Mi faceta de “bargain browser” (buscadora de gangas) se tranquilizó con un Cormac McCarthy por 50 p. o sea, algo menos de un euro. En mi descargo diré que antes, en el puestecito del South Bank Center, había pagado mi propio tributo al útero carteriano comprando un ejemplar de The Bloody Chamber y dudando si llevarme también un volumen de ensayos con textos de la Carter y John Berger sobre la cultura, cosa que al final no hice, considerando más razonable ir comprando según fuera leyendo.

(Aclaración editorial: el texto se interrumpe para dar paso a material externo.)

PR #554, opened 2024-01-11
New theme colors and button style

### LINKED ISSUE #496: Set right colors in the `Button` style component of the Website

cedoor:
## Related Issue

Closes #496

-   [ ] Yes
-   [x] No

### DIFF
--- a/apps/website/src/styles/components/Button.ts
+++ b/apps/website/src/styles/components/Button.ts
@@ -1,6 +1,5 @@
 import { StyleFunctionProps, SystemStyleObject } from "@chakra-ui/theme-tools"
 import { font } from "../styles"
-import colors from "../colors"
 
 const Button = {
     baseStyle: {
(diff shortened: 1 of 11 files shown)


apps/website/src/styles/components/Button.ts
```diff
@@ -14,34 +13,53 @@ const Button = {
...
         solid: (props: StyleFunctionProps): SystemStyleObject => {
             const { colorScheme: c } = props
 
+            if (c === "primary") {
+                const bgGradient = "linear(to-r, primary.500, primary.800)"
+                const color = "white"
+
+                return {
+                    bgGradient,
+                    color,
```
vplasencia, line 28:
```suggestion
                    color,
                    transitionDuration:"200ms",
                    transitionTimingFunction: "linear",
```

What about adding something like this here?

vplasencia (approved):

apps/website/src/styles/components/Button.ts
vplasencia: Maybe do the same with all the other buttons?

cedoor: I like it, I've added them

vplasencia (approved):
Great work!

PR #639, opened 2024-02-18
chore(website): make caurosel horizontally scrollable (closes #562)

### LINKED ISSUE #562: Make caurosels horizontally scrollable in the website

intldds:
chore(website): make caurosel horizontally scrollable (closes #562)

 Added horizontal scrolling on the "Carousel.tsx" file

## Description

 Added horizontal scrolling on the "Carousel.tsx" file

 Feature (website)
 Carousel isn't scrolling horizontally (issue #562)
 Carousel should be scrolling horizontally now
 No

## Related Issue(s)

 #562 

## Other information

I've basically just added one line in the `Project Card` box:

`overflowX="auto"`

and it should work smoothly : )

## Checklist

-   [X] My code follows the style guidelines of this project
-   [X] I have performed a self-review of my code
-   [X] I have commented my code, particularly in hard-to-understand areas
-   [X] My changes generate no new warnings
-   [X] I have run `yarn prettier` and `yarn lint` without getting any errors


apps/website/src/components/Carousel.tsx
```diff
@@ -71,6 +71,7 @@ export default function Carousel({ title, sizes, type, ...props }: CarouselProps
             <HStack w="full" overflow="hidden">
                 <HStack
                     w="full"
+                    overflowX="auto"  // Enable horizontal scrolling
```
cedoor: It looks like the arrows buttons don't work properly after scrolling. I'm testing it with my laptop. Could you try it?

intldds: You are right -- I forgot to test the arrows buttons and they were not working.

I've added a new commit that should fix this :) (at least on my laptop in several browsers, both the arrows and the scrolling should be working now)

cedoor: Hey @intldds, they are working now. But when I scroll and then use the arrows the scrollbar changes its size and cannot be used to reach all the items anymore. Can you see it?

intldds: Hi @cedoor, the Right Arrow seems to be working fine with the desired behavior. However, the Left Arrow indeed is not working as supposed to. I would guess the problem is probably in the `previousProject` const, which is somehow being overridden by the scrolling functionality. 

I've tried making some changes but unfortunately couldn't make it work. It's a bit weird because the Right Arrow recognizes the index of the project and works fine, but when clicking on the Left Arrow it always assumes the index is 0 and takes me back to the last project. 

Both `previousProject` and `nextProject` are built in similar way, so I can't figure out why the scrollbar only causes this error on the left side.

vplasencia:
Hey @intldds! Thank you so much for all the work. What about using `onScroll={() => resetIndex()` here: https://github.com/semaphore-protocol/semaphore/pull/639/files#diff-ce27813f8a675d2fb0dab237071308614cd061c42bf95d38401bfe01ef405438R71 

We could have control every time the element is scrolled. Then we can set the value in a way that if it was scrolled and someone click on one of the arrows, the list will start from the beginning. 

Then, if someone wants to scroll, they can do it and if they want to click on the arrows they can do it too. 

What do you think?

intldds:
Hi @vplasencia! Sorry for taking so long with this, I had a surgery mid-March and took me a while to recover (feeling good now :))

I've followed your suggestion of adding the `onScroll={() => resetIndex()` property -- I think it should be working well now.

If you click on the left arrow, the list should start from the beginning. It feels intuitive, clean and easy to use -- let me know what you think and sorry once again for not replying sooner!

El apagón del útero/incubadora había dejado intranquilo al personal cultural/sanitario, de manera que decidieron mandar un enlace de apoyo que no dejara a los sietemesinos culturetas a merced de la masa best-seller (o best buyer, mejor dicho, con sus frases del tipo “a ver quién consigue más libros por 2 libras”). Así que se me apareció el secretario del departamento de Inglés de mi college, sentado en un banco, y haciéndose el exquisito: no te adentres más allá, es un horror, bajo tu responsabilidad. No sabía a qué se refería, pero en cuanto lo descubrí tuve que darle la razón: había un festival cubano, que consistía básicamente en una feria de pueblo español, pero con música cubana y algunos añadidos a los chorizos, y mojitos y zumos tropicales en lugar de sangría. Olor a fritanga, multitud de gente, follón, chocolate con churros (en realidad “Churros & Chocolate”; supongo que en España ponemos el líquido delante porque los churros son el acompañamiento; aquí, como no se suele mojar -salvo las salsas concebidas a tal fin-, se trata más bien de dos entidades independientes; amén de esa costumbre de cambiar el orden: el concurso 1,2,3 se llama aquí 3,2,1), donuts brasileños (olían como los churros), mucha gente dándote folletos para todo y alguna actuación musical más o menos cutre, pero que tuvo la gracia de ver cómo los londinenses de origen africano seguían con toda facilidad la música y el espíritu del “Dame más gasolina” y demás cantinelas, a pesar de no entender en absoluto la letra (yo hubiera preferido no entenderla). Y, en definitiva, que la zona del río es realmente muy bonita, como explicaba aquella catalana al americano en el tren en “Llegada a Londres y españoles sin fronteras” pulsar para leer y que contiene la frontera entre el útero preñado de eventos culturales de cejas altas y el mundo plano y lineal de las hormigas consumistas, tan humanas ellas y tan poco conscientes de por qué hacen lo que hacen.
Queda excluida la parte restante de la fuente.